◆ **The data**:
+++++

PR #5136, opened 2022-11-15
WCPay as a Platform: Add base request classes

### LINKED ISSUE #4954: WCPay Platform: API request classes

zmaglica:
Alternative approach/Fixes #4954 and #5056.

### WooCommerce Payments Server Request class

The current way to execute WooCommerce Payments Server API class is performed by using [WC_Payments_API_Client](https://github.com/Automattic/woocommerce-payments/blob/develop/includes/wc-payment-api/class-wc-payments-api-client.php) class. The class functionality and scope is well-defined, but during the development, a lot of code have been added on the fly to accommodate need of extended functionality that was generated over the time. The concept of this class is to get the data, built a request with that data and send to WooCommerce Payments Server. At the moment of writing, this class does a considerable amount of other things that "should" not be there. Adding more features to this class makes things hared to refactor and maintain. We were piling up so much extra code there to accommodate our needs, and sometimes we didn't consider factors that are addressed in a couple of sentences before. Making requests were harder because single function all API request was doing so much outside "work".

This PR address this issue by creating a request classes using combination of setters, filters, DTO-ish approach and validation. Sending the request and building it is faster because heavy lifting was already implemented with the request classes. Need to build request? With one line of code (`$request = WC_Payments::create_request( WCPay\Core\Server\Request\Create_Intent::class )`) you will start a process of building it. Setting parameters are performed by setters where each setter is valided if needed. Current validators validates various data like  stripe ids (customer id, payment metod id, ...), amount, ... and to execute request, the final function checks have you entered all required parameters  with their own validation. 

### Code examples:

Let's create an instance of request class.

`$request = Create_And_Confirm_Intention::create();
`
Now we will request with the data

```
$request->set_amount( 500 );
$request->set_currency_code( 'usd' );
$request->set_payment_method( $payment_information->get_payment_method() );
$request->set_customer( 'cus_1' );
$request->set_capture_method( $payment_information->is_using_manual_capture() );
$request->set_metadata( $metadata );
$request->set_level3( $this->get_level3_data_from_order( $order ) );
$request->set_off_session( $payment_information->is_merchant_initiated() );
if ( $save_payment_method_to_store ) {
         $request->setup_future_usage();
}
```

If you send invalid data, the validation exception will be thrown.

Here are the examples:

```
$request->set_amount( 'foo' ); // Invalid_Request_Parameter_Exception with message will be thrown if value is below 0.
$request->set_currency_code( 'foo' ); // Invalid_Request_Parameter_Exception with message will be thrown if currency is not supported.
$request->set_payment_method( 'payment_id' ) // Invalid_Request_Parameter_Exception will be thrown that displays that stripe id is incorrect.
$request->set_customer( '1' ); // Same as previous method. Stripe id will be validated, and an exception will be thrown.
```
Forgot to add required metadata values? No problem, the request validates metadata values for specific request. 
Adding a base set of request (and a very basic response as a placeholder) classes.

### Building your own request class

Want to build your own request? With added classes, adding or creating a new request is easy.
To accomplish that, create a new class inside core/server/request folder (any folder will do, but we would like to keep all requests within this folder) and extend [Core Server Abstract class](https://github.com/Automattic/woocommerce-payments/blob/dev/core-requests-class/includes/core/server/class-request.php).
After that, make sure to fill [required params constant (if needed)](https://github.com/Automattic/woocommerce-payments/blob/dev/core-requests-class/includes/core/server/class-request.php#L35) and [immutable param constant](https://github.com/Automattic/woocommerce-payments/blob/dev/core-requests-class/includes/core/server/class-request.php#L28). These constants are optional, and it used to validate immutability and requirement of some parameters. The immutability is added to prevent changing some parameters when someone wants to extend the request. The good example is amount or customer_id. These parameters need to be immutable, and they only need to be changed only when they are setted for the first time.

### Extending request classed that are already added

Sometimes you wish to add some functionality or alter some functionality of specific request class. Changing or refactoring an existing class or API request could potently break some flows and sometimes it is hard to add new things inside API request calls. To overcome this issue, the [send](https://github.com/Automattic/woocommerce-payments/blob/dev/core-requests-class/includes/core/server/class-request.php#L203) have been added that accepts filer name as a first argument and second argument is a list of arguments for that specific filter. The approach here is to build a filter function that will create a brand-new Request class from the one that is received via arguments. The example of this approach could be found inside [WooPay checkout service](https://github.com/Automattic/woocommerce-payments/blob/dev/core-requests-class/includes/woopay/services/class-checkout-service.php) where new request have been created from the current and some specific set of parameters have been added.

### Testing

Mocking is done automatically and all you have to do is to define what return of base request function that format request will return. Here are the example that will cover 99% of your need.

The request mock have been added to core test class and mocking request is way easier now.

In the most cases, you will need something like this:

```
$request = $this->mock_wcpay_request( Create_And_Confirm_Intention::class );

		$request->expects( $this->once() )
			->method( 'format_response' )
			->willReturn( $this->payment_intent );
```
If you don't need to test request parameters, this small piece of code will mock your requests effortlessly and efficiently. 

If you need more detailed or advanced request test where you need to test request parameters, the following example could be used.
```
$request = $this->mock_wcpay_request( Create_And_Confirm_Intention::class );

		$request->expects( $this->once() )
			->method( 'set_customer' )
			->with( self::CUSTOMER_ID );

		$request->expects( $this->once() )
			->method( 'set_payment_method' )
			->with( self::PAYMENT_METHOD_ID );

		$request->expects( $this->once() )
			->method( 'set_cvc_confirmation' )
			->with( null );

		$request->expects( $this->once() )
			->method( 'set_amount' )
			->with( 5000 )
			->willReturn( $request );

		$request->expects( $this->once() )
			->method( 'set_currency_code' )
			->with( 'usd' )
			->willReturn( $request );

		$request->expects( $this->once() )
			->method( 'setup_future_usage' );

		$request->expects( $this->once() )
			->method( 'set_capture_method' )
			->with( false );

		$request->expects( $this->once() )
			->method( 'set_off_session' )
			->with( false );

		$request->expects( $this->once() )
			->method( 'set_capture_method' )
			->with( false )
			->willReturn( $request );

		$request->expects( $this->once() )
			->method( 'set_metadata' )
			->with(
				$this->callback(
					function( $metadata ) {
						$required_keys = [ 'customer_name', 'customer_email', 'site_url', 'order_id', 'order_number', 'order_key', 'payment_type' ];
						foreach ( $required_keys as $key ) {
							if ( ! array_key_exists( $key, $metadata ) ) {
								return false;
							}
						}
						return true;
					}
				)
			);
		$request->expects( $this->once() )
			->method( 'format_response' )
			->willReturn( $this->payment_intent );
```

All you have to do is to mock methods, what they will receive, and certain function will be called for request class. Forget about checking will API request class will get some boolean and what not. In this case, you validate setters and request methods and its usages, which is quite easier to fix and maintain.

### Old PR text. Keeping it for reference. We will remove it once we decide to merge PR.

> **This PR includes examples!**
> Check out [includes/core/server/class-temp-request-examples.php](https://github.com/Automattic/woocommerce-payments/pull/5124/files#diff-c94d03fbf684a3218266ae652189248b0b7b032f9cde0643e0b0a5d1de3b918f) to see them.
> The front-end will show the output. Use http://localhost:8082/?show_basic_examples to see it.

There is a new `WCPay\Core\Server\Request` class:
- It is abstract, but can be:
    - Used through `WCPay\Core\Server\Request\Generic`, allowing for existing requests to be wrapped and moved to the `send_request` method of the API client. This class does not have any validation, or additional structure right now.
    - Extended by specific requests, ex. `WCPay\Core\Server\Request\Create_Intent`.
- Uses an internal `$props` array, to privately store all needed values.
- Has abstract/default methods for APIs, HTTP methods, and generic request flags (is site specific, etc.)
- Contains the necessary logic in `get_params()` to ensure that all required parameters are set. Those can be defined as a `IMMUTABLE_PARAMS` constant in child classes, and the constant is retrieved from each individual class to ensure that child classes are not overwriting protected values.
- A `format_response` method, which in the future can be overwritten to return specific responses in child classes.
- A protected `set_param` method, which can be used by inheritants to modify the internal `$params` array.
- Introduces protected mode, which makes it impossible to alter existing protected parameters. This is useful when the class is process through hooks.
- A static `extend` method, which can be used through extended classes to create a new instance, which already contains the same values as the parent object. It is only available when using the `apply_filters` method (see below).

Examples of how the class can be extended can be found in the `Create_Intent` and `WooPay_Create_intent` classes.

**Here is the important part:**

Some details about the `apply_filters` and `extend` methods. `extend` can only be called through `apply_filters`, here is how it cal be called:

```php
<?php
// Imagine you are somewhere in the gateway's `process_payment` method:
$request = WC_Payments::create_request( WCPay\Core\Server\Request\Create_Intent::class )
    ->set_amount( 100 )
    ->set_currency( 'eur' );

// Once everything is prepared, allow modifications. This will also check if all required fields are present. Note that just like the normal `apply_filters`, the method supports an arbitrary number of parameters:
$some_additional_field = 'xyz';
$response = $request->send( 'wcpay_create_intent_request', $some_additional_field ); 
```
 
Once the request is created, this allows it to be safely modified and extended. Here is an example:

```php
add_filter( 'wcpay_create_intent_request', 'woopay_modify_create_intent', 10, 2 );
function woopay_modify_create_intent( WCPay\Core\Server\Request\Create_Intent $base_request, $some_additional_field ): WCPay\Core\Server\Request\WooPay_Create_Intent {
    echo $some_additional_field; // Don't do that, the point is it's available.

    $request = WCPay\Core\Server\Request\WooPay_Create_Intent::extend( $base_request );
    $request->set_save_payment_method_to_platform( true );
    $request->set_amount( 300 ); // This will throw an exception, as the amount is protected.
    return $request;
}
```

Required implementation for request-specific classes includes (except the class skeleton):
1. An `IMMUTABLE_PARAMS` constant, if required.
2. A `REQUIRED_PARAMS` constant for defining required fields.
3. One setter for each prop.

A nice side-effect of the way requests can be overwritten by consumers (example above) is that we do not need a specific method for each request within the API client class, as there would be no possibility to overwrite the type of request before it reaches the `send_request` method.

### Closed Tasks:

- [x] [Make sure all parameters are set](https://github.com/Automattic/woocommerce-payments/pull/5124/commits/c9e14b9d588bd28f540766c38a48ac2e2ab8e16c).
- [x] ~Should any parameters be overwritable?~ Mutable properties can just be overwritten.
- [x] Make sure the generic class can be easily used a replacement of what's currently there: Tried it within a couple of basic requests, it works, but is not commited.
- [x] ~Check if the generic class can be extended similarly to specific classes.~ It does not need to be extended, all params can be changed already.
- [x] [Decide how to instantiate requests.](https://github.com/Automattic/woocommerce-payments/pull/5124/commits/49170a83303cf7a2e5d26d8e70104972f9e51dce)
- [x] [Handle boolean variables properly](https://github.com/Automattic/woocommerce-payments/pull/5124/commits/615dfec60c3afddae3eb177c8abfed10e78dd603).
- [x] [Handle level3 data in the right place](https://github.com/Automattic/woocommerce-payments/pull/5124/commits/a977affe7a9733a45f3f3a476611a70de78f22dd).
- [x] [Update the docs of `apply_filters`.](https://github.com/Automattic/woocommerce-payments/pull/5124/commits/91d10f3939d6e6f1a867f84572ab3fccf27b1997)
- [x] [Restore the unique keys.](https://github.com/Automattic/woocommerce-payments/pull/5124/commits/49170a83303cf7a2e5d26d8e70104972f9e51dce)
- [x] [Add proper dependencies](https://github.com/Automattic/woocommerce-payments/pull/5124/commits/49170a83303cf7a2e5d26d8e70104972f9e51dce)
- [x] Revisit the `Intention` trait: The code is pretty clear, and does not seem to require changes.
- [x] [Rethink the create_and_confirm intention calls while adding validation and helpers](https://github.com/Automattic/woocommerce-payments/pull/5124/commits/ef10ff85f66961312a7c1ba7bdfd93dc46dd7668?diff=split&w=0).
- [x] [Require a key within the `send_request` method for the filter to avoid doing it manually](https://github.com/Automattic/woocommerce-payments/pull/5124/commits/e2933240c2c1b0b62deb39c124e3b8260c04b41d).
- [x] [Remove dependencies on the HTTP client, and make `WC_payments::get_wc_payments_http()` private again.](https://github.com/Automattic/woocommerce-payments/pull/5124/commits/49170a83303cf7a2e5d26d8e70104972f9e51dce)

### Remaining tasks

Here is a list of open tasks for the PR:

#### Responses

Currently theis is a basic [`WCPay\Core\Server\Response` class](https://github.com/Automattic/woocommerce-payments/blob/spike/rado-request-classes/includes/core/server/class-response.php), which simply wraps a successfull response.

**This PR should not focus on responses (it's way too huge already)**, but while creating a base to rewrite request methods, we should make sure that we also have a solid base to build upon for responses later.

Main point: Currently we're still using a lot of functionality from the API client class, but that seems to have attracted a lot of quick & kind-of-dirty solutions like response formatting (examine charges and intentions). This functionality includes error handling (converting errors to exceptions), which should remain in the API client class until we remove all request methods from the class, but we need to make sure that it would be easy for us to move it into the `Response` class later.

This is not something we want to do yet, but currently intents and charges are being "deserialized" (turned into DTOs) within the API client class. Consider what dependencies/actions/filters will be required in order to extract this functionality into custom `format_response` request methods.

In the end, we should have the right infrastructure in place in the PR, then create another PR/issue to implement everything described here.

#### Extract WooPay code to the right place

There is already a working [`WCPay\Core\Server\Request\WooPay_Create_And_Confirm_Intention` request class](https://github.com/Automattic/woocommerce-payments/pull/5124/commits/6e1bf4b23ca55cd7bc342b39467b1bc6577ba85d) in this PR, but the WooPay code, which prepares the parameters for the request [still lives within the gateway class](https://github.com/Automattic/woocommerce-payments/blob/spike/rado-request-classes/includes/class-wc-payment-gateway-wcpay.php#L989-L990).

We need to figure out where to place that code, and how to link it. This could be a follow-up PR, based on this branch as well.

#### Use the right exceptions

Right now the PR is using a generic `\Exception` everywhere, this should be replaced with appropriate exception classes, and translatable messages.

#### Use ENUMs wherever possible

 I'm not sure where else/how we could use enums here:

 - It's hard to validate APIs, as we're receiving the raw API, which we cannot correlate back to a constant.
 - Request methods are validated already, and using ENUM.

Let's take a final look to make sure there are no missed opportunities.

#### Add unit tests and docs

Biggest task so far, yet pretty self-explanatory.

## Testing instructions

Two options right now:

- Check examples
- Perform a standard payment to see the `Create_And_Confirm_Intention` and `WooPay_Create_And_Confirm_Intention` requests in action.

-------------------


includes/class-wc-payment-gateway-wcpay.php
```diff
@@ -978,22 +971,23 @@ public function process_payment_for_order( $cart, $payment_information, $additio
...
-					$save_payment_method_to_store,
-					$payment_information->should_save_payment_method_to_platform(),
-					$metadata,
-					$this->get_level3_data_from_order( $order ),
-					$payment_information->is_merchant_initiated(),
-					$additional_api_parameters,
-					$payment_methods,
-					$payment_information->get_cvc_confirmation()
-				);
+				add_filter( 'woopay_create_and_confirm_intention_request_from_base_intent_request', [ Checkout_Service::class, 'create_woopay_intention_request' ], 10, 3 );
```
RadoslavGeorgiev: I'm fine leaving this line here within this PR, but in the long term it should be moved within `WooPay\Checkout_Service` as well.

includes/class-wc-payment-gateway-wcpay.php
```diff
@@ -978,22 +971,23 @@ public function process_payment_for_order( $cart, $payment_information, $additio
...
+					->set_metadata( $metadata )
+					->set_level3( $this->get_level3_data_from_order( $order ) )
+					->set_off_session( $payment_information->is_merchant_initiated() )
+					->set_payment_methods( $payment_methods )
+					->set_cvc_confirmation( $payment_information->get_cvc_confirmation() );
+
+				if ( $save_payment_method_to_store ) {
+					$request->setup_future_usage();
+				}
+				$intent = $request->send( 'create_woopay_intention_request', $order, $this->is_platform_payment_method( $payment_information->is_using_saved_payment_method() ) );
```
RadoslavGeorgiev: `$this->is_platform_method()` is a WooPay method, and should not remain in the gateway. As a follow-up, and partially fixing https://github.com/automattic/woocommerce-payments/issues/4953, we should move out all WooPay-related method from this class, to the new service. This includes not only `is_platform_payment_method`, but also ones like `should_use_stripe_platform_on_checkout_page()`, and whatever they are modifying.

I'd like the one example we have of `$request->send()` and its filter to be a proper one, which would not need to change in a version or two of the gateway, when `should_use_stripe_platform_on_checkout_page`-like methods get extracted from this class.

I'm OK with making `is_platform_payment_method` public for now, and using it within `WCPay\WooPay\Service\Checkout_Service` instead of moving it, but this line should not contain anything woopay-related.

Actually, why did you change the filter to `create_woopay_intention_request`?! This is not a WooPay create intention request, it's a **WCPay** create intention request?

- The idea is to have WooPay use the same set of functionality, available for all other extensions.
- Other developers might think that this is a WooPay-specific filter and restrain from using it, even though it is not.
- By the way, this is supposed to be `wcpay_create_and_confirm_intention_request`, what happened to the `_and_confirm` part? There are other requests for `create_intention`, and it's still something that is and will be used.

includes/class-wc-payment-gateway-wcpay.php
RadoslavGeorgiev: Also, where does `woopay_create_and_confirm_intention_request_from_base_intent_request` from? Did you test this in any way? It's not being applied within manual tests (such a filter is not called anywhere), and I don't see it in tests.

RadoslavGeorgiev (changes requested):
Thanks for moving this forward, I left a couple of comments.

I see a few tasks open:
- Existing tests are broken (seeing unexecutable [tests in GitHub](https://github.com/Automattic/woocommerce-payments/actions/runs/3492455358/jobs/5846252638), and 30+ failures/errors locally. Let's fix those.
- New tests: I haven't had the opportunity to look into them, and it seems like I won't be able to do it this week either.
- Responses: Anything to change within this PR?
- The mechanism needs to be documented, preferably with a markdown file within the repository. Let's not forget that before diving into particular requests.

includes/class-wc-payments.php
```diff
@@ -244,6 +244,26 @@ public static function init() {
...
 		include_once __DIR__ . '/exceptions/class-api-exception.php';
 		include_once __DIR__ . '/exceptions/class-connection-exception.php';
+		include_once __DIR__ . '/core/class-mode.php';
+
+		// Include core exceptions.
+		include_once __DIR__ . '/core/exceptions/class-invalid-request-parameter-exception.php';
+		include_once __DIR__ . '/core/exceptions/class-immutable-parameter-exception.php';
+		include_once __DIR__ . '/core/exceptions/class-extend-request-exception.php';
+		include_once __DIR__ . '/core/exceptions/class-server-response-exception.php';
+		include_once __DIR__ . '/core/exceptions/class-server-request-exception.php';
```
KarlisJ: Should we maybe namespace the Exceptions with `Server` same as for `core/server` classes? 

This namespace + class name combination 
```php
/core/exceptions/class-server-response-exception.php
```

explain the scope very well, however this 
```php
/core/exceptions/class-extend-request-exception.php
```

isn't. The name indicates that it can be used globally but implementation is meant only for specific `Server/` namespace use.

includes/class-wc-payments.php
```diff
@@ -1301,4 +1323,28 @@ public static function enqueue_dev_runtime_scripts() {
...
 	}
+
+	/**
+	 * Creates a new request object for a server call.
+	 *
+	 * @param  string $class_name The name of the request class. Must extend WCPay\Core\Server\Request.
+	 * @return Request
+	 * @throws Exception          If the request class is not really a request.
+	 */
+	public static function create_request( $class_name ) {
```
KarlisJ: Why do we need the factory method here? Is there a strong reason not to put it in the `Request` class? 

We're losing valuable typehints in IDE with this move.

RadoslavGeorgiev: > Why do we need the factory method here?

Dependencies. I think it was added in the context of level5 data, but overall this allows the request to be created with some dependencies, which are otherwise private to the `WC_Payments` class.

On the other hand, I would not mind the request constructor/static method to do call something like `WC_Payments::inject_server_request_dependencies( $this )` in there. This way we could still only provide those dependencies to the request without making them truly public.

includes/core/server/class-request.php
```diff
@@ -0,0 +1,523 @@
...
+use WCPay\Core\Exceptions\Invalid_Request_Parameter_Exception;
+
+/**
+ * Base for requests to the WCPay server.
+ */
+abstract class Request {
+	/**
+	 * Contains a set of params, which the class considers immutable by others.
+	 *
+	 * Overwrite this in your class for individual properties.
```
KarlisJ, line 27: Small nitpick but can we add the same description lines to the 3 constants below?

includes/core/server/class-request.php
```diff
@@ -0,0 +1,523 @@
...
+	 * @param WC_Payments_API_Client     $api_client     The API client to use to send requests.
+	 * @param WC_Payments_Http_Interface $http_interface The HTTP interface for the server.
+	 */
+	public function __construct( WC_Payments_API_Client $api_client, WC_Payments_Http_Interface $http_interface ) {
+		$this->api_client     = $api_client;
+		$this->http_interface = $http_interface;
+	}
+
+	/**
+	 * Returns the needed API.
```
KarlisJ, line 121: From the example, it's clear what the "API" is meant but overall the description it's not clear how the "API" should look.

includes/core/server/class-request.php
```diff
@@ -0,0 +1,523 @@
...
+					get_class( $this ),
+					implode( ', ', $missing_params )
+				),
+				'wcpay_core_invalid_request_parameter_missing_parameters'
+			);
+		}
+
+		foreach ( $params as $key => $value ) {
+			if ( true === $value ) {
+				// The WCPay server requires the string 'true'.
```
KarlisJ, line 192: Shouldn't we also handle `false` boolean?

includes/core/server/class-request.php
```diff
@@ -0,0 +1,523 @@
...
+
+	/**
+	 * Validates Stripe identifiers.
+	 *
+	 * @param  string     $id        The identifier to validate.
+	 * @param  mixed|null $prefixes  A prefix or an array of them (Optional).
+	 * @throws Invalid_Request_Parameter_Exception An exception if the format is not matched.
+	 * @return void
+	 */
+	protected function validate_stripe_id( $id, $prefixes = null ) {
```
KarlisJ, line 488: This looks more fit for dedicated support/helper class that is used within this class.

includes/core/server/class-request.php
```diff
@@ -0,0 +1,523 @@
...
+
+	/**
+	 * Validate is number larger than passed compared number.
+	 *
+	 * @param  float $value_to_validate Value to validate.
+	 * @param  float $value_to_compare Value to compare.
+	 * @throws Invalid_Request_Parameter_Exception An exception if the format is not matched.
+	 * @return void
+	 */
+	protected function validate_is_larger_then( float $value_to_validate, float $value_to_compare ) {
```
KarlisJ, line 536: This looks more fit for dedicated support/helper class that is used within this class.

includes/core/server/class-request.php
```diff
@@ -0,0 +1,523 @@
...
+
+	/**
+	 * Currency code validator.
+	 *
+	 * @param string $currency_code Currency code.
+	 *
+	 * @return void
+	 * @throws Invalid_Request_Parameter_Exception
+	 */
+	public function validate_currency_code( string $currency_code ) {
```
KarlisJ, line 555: This looks more fit for dedicated support/helper class that is used within this class.

includes/core/server/class-request.php
```diff
@@ -0,0 +1,523 @@
...
+	}
+
+	/**
+	 * Allows the request to be modified, and then sends it.
+	 *
+	 * @param string $hook    The filter to use.
+	 * @param mixed  ...$args Other parameters for the hook.
+	 * @return mixed          Either the response array, or the correct object.
+	 */
+	final public function send( $hook, ...$args ) {
```
KarlisJ, line 226: I don't see an example of this method in this PR. The sending of requests is not performed using this method.

includes/core/server/class-request.php
```diff
@@ -0,0 +1,523 @@
...
+		$request = $this->apply_filters( $hook, ...$args );
```
KarlisJ: Shouldn't we account for cases when multiple filters are used? What if the extended request has different filters than base request?

includes/core/server/class-request.php
```diff
@@ -0,0 +1,523 @@
...
+
+	/**
+	 * Get request param by key.
+	 *
+	 * @param string $key Key to get.
+	 *
+	 * @return mixed
+	 * @throws Invalid_Request_Parameter_Exception
+	 */
+	final public function get_param( $key ) {
```
KarlisJ, line 208: What would be the use case for this method?

includes/core/server/class-request.php
```diff
@@ -0,0 +1,523 @@
...
+	 *
+	 * Use this method within child classes in order to allow
+	 * those properties to be protected by overwriting.
+	 *
+	 * @param  string $key   The name of the parameter.
+	 * @param  mixed  $value And the value to set.
+	 * @return static        The instance of the class, ready for method chaining.
+	 */
+	final protected function set_param( string $key, $value ) {
+		if ( $this->protected_mode && in_array( $key, $this->get_immutable_params(), true ) ) {
```
KarlisJ, line 279: Could we split this check in two so we'd have different exception messages for each case?

includes/core/server/class-request.php
```diff
@@ -0,0 +1,523 @@
...
+	 */
+	public function should_return_raw_response(): bool {
+		return false;
+	}
+
+	/**
+	 * Returns all of the parameters for the request.
+	 *
+	 * @return array
+	 * @throws Invalid_Request_Parameter_Exception If the request has not been initialized yet.
```
KarlisJ, line 166:
```suggestion
* @throws Invalid_Request_Parameter_Exception If the request has not been initialized properly.
```

It's not clear what "initialization" means in this context

includes/core/server/request/class-create-and-confirm-intention.php
```diff
@@ -0,0 +1,217 @@
...
+		return $this->set_param( 'currency', $currency_code );
+	}
+
+	/**
+	 * Payment method setter.
+	 *
+	 * @param  string $payment_method_id ID of payment method to process charge with.
+	 * @return static                    Instance of the class for method chaining.
+	 */
+	public function set_payment_method( $payment_method_id ) {
```
KarlisJ: missing typehint

includes/core/server/request/class-create-and-confirm-intention.php
```diff
@@ -0,0 +1,217 @@
...
+	}
+
+	/**
+	 * Formats the response from the server.
+	 *
+	 * @param  mixed $intention_array The response from `WC_Payments_API_Client::request`.
+	 * @return mixed                  Either the same response, or the correct object.
+	 */
+	public function format_response( $intention_array ) {
+		return WC_Payments::get_payments_api_client()->deserialize_intention_object_from_array( $intention_array );
```
KarlisJ: For consistency and future-proof 
```suggestion
return new Response( WC_Payments::get_payments_api_client()->deserialize_intention_object_from_array( $intention_array ) );
```

includes/core/server/request/class-generic.php
```diff
@@ -0,0 +1,126 @@
...
+	private $should_use_user_token = false;
+
+	/**
+	 * Creates a new instance of the class.
+	 *
+	 * @throws Server_Request_Exception
+	 */
+	public static function create() {
+		throw new Server_Request_Exception( 'You cannot create request this way.', 'wcpay_core_server_request_invalid_method_call' );
+	}
```
KarlisJ: I don't understand this method. The parent class doesn't have such a method to override.

includes/core/server/request/class-generic.php
```diff
@@ -0,0 +1,126 @@
...
+	/**
+	 * Generic setter for parameters.
+	 *
+	 * @param  string $key   Key of the parameter.
+	 * @param  mixed  $value Value of the parameter.
+	 * @return Generic       Instance of the class for method chaining.
+	 */
+	public function set( $key, $value ) {
+		// Use the `Request` setter here.
+		$this->set_param( $key, $value );
```
KarlisJ, line 87: Why do we need this double-abstraction? Couldn't we simply call `set_param` from the constructor?

includes/core/server/request/class-generic.php
```diff
@@ -0,0 +1,126 @@
...
+use WCPay\Core\Server\Request;
+use Requests;
+
+/**
+ * Generic WCPay Server Request.
+ *
+ * This class is not extendable, if you need something specific,
+ * it will not be generic anymore, create your own.
+ */
+final class Generic extends Request {
```
KarlisJ, line 20: It's great that we have this class for quick requests to the server. Though, I fail to see (haven't run the code) how this class is locked to extending.

includes/core/server/request/class-create-and-confirm-intention.php
```diff
@@ -0,0 +1,217 @@
...
+		return $this->set_param( 'customer', $customer_id );
+	}
+
+	/**
+	 * Capture method setter.
+	 *
+	 * @param  bool $manual_capture Whether to capture funds via manual action.
+	 * @return static               Instance of the class for method chaining.
+	 */
+	public function set_capture_method( bool $manual_capture = false ) {
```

+++++

◆ **What you have to do**:
In the entries above, find each line with the word "values" and show it.

◆ **Response box**:
Forgot to add required metadata values? No problem, the request validates metadata values for specific request. 
- Uses an internal `$props` array, to privately store all needed values.
- Contains the necessary logic in `get_params()` to ensure that all required parameters are set. Those can be defined as a `IMMUTABLE_PARAMS` constant in child classes, and the constant is retrieved from each individual class to ensure that child classes are not overwriting protected values.
- A static `extend` method, which can be used through extended classes to create a new instance, which already contains the same values as the parent object. It is only available when using the `apply_filters` method (see below).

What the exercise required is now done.